The Canyon Diablo shootout was a gunfight between American lawmen and a pair of bandits that occurred on April 8, 1905, in the present-day ghost town of Canyon Diablo, Arizona. On the night before, two men named William Evans and John Shaw robbed a saloon in Winslow and made off with at least $200 in coins. Two lawmen pursued the bandits and on the following day they encountered each other in Canyon Diablo. A three-second shootout ensued, which was described at the time as "one huge explosion" that resulted in the death of Shaw and the wounding and capture of Evans.

Background
Little is known about the lives of William Evans and John Shaw before they became bandits. The former was an ex-convict who also went by the name of William Smith, or Smythe. Both were in their early to mid twenties when they decided that banditry would be easier than being a cowboy. The robbery which ultimately led to the shooting in Canyon Diablo occurred on the night of April 7, 1905. Shortly before midnight, Evans and Shaw entered the Wigwam Saloon in Winslow, Arizona, dressed in their finest clothing. The two headed straight for the bar and ordered a couple shots of rot gut, a type of whiskey common at the time. They weren't interested in wasting time, though, and before drinking they turned around and pulled out their revolvers to hold up a group of seven men playing poker at one of the tables. At gunpoint, the two bandits relieved the gamblers of between $200 and $600 worth of silver coins and then fled out the front door without firing a shot.

Pete Pemberton, the deputy sheriff of Navajo County, and owner of the saloon, was immediately notified and after examining the crime scene he informed his superior, Sheriff Chet Houck, who was the younger brother of Jim Houck. Shortly before, Pemberton and the city marshal, Bob Giles, found a trail of silver coins along the railroad tracks leading to Flagstaff so it was assumed that the bandits had jumped on board a moving train and that the coins must have fallen out of their pockets. From Holbrook, Sheriff Houck boarded a train to Flagstaff, where he met up with Pemberton and started an investigation. After finding neither the bandits or any relevant information, they reboarded the train for Winslow. However, on the ride back the lawmen just happened to receive word that two suspicious-looking men had been seen hiding in the bushes along the railroad tracks, near the turn to Canyon Diablo.

The town of Canyon Diablo was located about twenty-five miles west of Winslow, next to the gorge Canyon Diablo and the border of the Navajo Reservation. It was still a wild place in 1905, though by that time it was nearly a ghost town with only a small population.
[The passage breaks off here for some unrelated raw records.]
PR #1564, opened 2024-11-28
Support MySQL size variants for BLOB and TEXT columns

mvzink:


iffyio (approved):
LGTM! cc @alamb

alamb:
Thanks @mvzink and @iffyio

PR #193, opened 2024-02-10
FDRS Support for timekeeping - 2024 version

aviateur17:
Add gateway time keeping, NTP, RTC support

For Gateways, add time keeping in all nodes - MQTT, serial, ESP-NOW, LoRa.  
Add support to fetch time via NTP if WiFi is enabled.

Add support for I2C RTC devices - DS3231 and DS1307 and compatible

Gateway will only send time out via serial if WiFi or RTC is in use to prevent loop.  Don't want serial node to send time back to WiFi/MQTT node.

Priority in Time master Serial > ESP-NOW > LoRA which means a gateway that is receiving time via serial will reject time via ESP-NOW and LoRA.  A gateway that is receiving time via ESP-NOW will reject time via LoRa.   If no time is received after 60 minutes then the "master" time server will reset to none. 

Automatic transition between daylight savings time and standard time for both US and Europe.

Still need to work on support for controllers and sensors in a future merge
Will also verify that compilation works in Arduino environment (I am using VSCode and PlatformIO)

According to the Tombstone Epitaph, Canyon Diablo was described as being the "toughest Hellhole in the West," which may have been at least part of the reason why Evans and Shaw chose to flee there instead of Flagstaff. The two lawmen followed their instincts and stopped the train a couple miles past the town and then got off to walk back on foot. By the time they had made it onto Hell Street, the main road through town, the sun was just beginning to set.

Shootout
Sheriff Houck and Pemberton first made contact with Fred Volz, who owned a small store in town since 1886, where he traded with the Navajo and the Hopi. After the usual questioning, Volz told the policemen that earlier in the day there had been two well-dressed men standing outside the trading post for a long time and acting suspiciously. Just then, Evans and Shaw came around the corner of the trading post and were spotted. The two bandits were walking the opposite way, towards the train depot, so the two lawmen went after them. When they were all about six to eight feet apart, Houck called out for them to submit to a search, to which one of them said: "No one searches us!" The two pairs briefly stood face-to-face when all of a sudden each man went for his sidearm. All four began shooting at point blank range, Houck advanced to within four feet of the bandits.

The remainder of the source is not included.